Records excerpted from a collection
PR #713, opened 2024-07-19
Fix markers appearing while they should remain clustered

Sonje:
### Problem:
The pulsation solution was affecting clusters and markers incorrectly. When a session was assigned a `pulsatingSessionId`, the markers were not clustering correctly and appeared individually instead of within a cluster. It was caused by incorrect pulsation clearing and marker clustering.

### Fixes:

- handle pulsating markers: refactored the code around pulsating markers - implemented a separate `MarkerClusterer` for handling pulsating markers to ensure they do not interfere with the main clusterer
- clear previous pulsating markers: before applying pulsation, clear any existing pulsating markers to avoid conflicts
- maintain clusters: ensured that markers remain part of the main clusterer even when they are pulsating by adding markers back to the main clusterer after the pulsation ends
- properly reset clusters: when `pulsatingSessionId` is set to null, clear the pulsating cluster and ensure the main clusterer is updated with all valid markers
- prevent markers from refreshing: to avoid refreshing all other markers when the pulsation stops, memoized the sessions and markers using `useMemo` to minimize unnecessary re-renders

### Optimizations:

- memoize sessions and markers: used `useMemo` to memoize sessions and markers to avoid unnecessary re-renders and improve performance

Work request
Return each line from the records that includes the word "pulsatingSessionId".

Exercise output
The pulsation solution was affecting clusters and markers incorrectly. When a session was assigned a `pulsatingSessionId`, the markers were not clustering correctly and appeared individually instead of within a cluster. It was caused by incorrect pulsation clearing and marker clustering.
- properly reset clusters: when `pulsatingSessionId` is set to null, clear the pulsating cluster and ensure the main clusterer is updated with all valid markers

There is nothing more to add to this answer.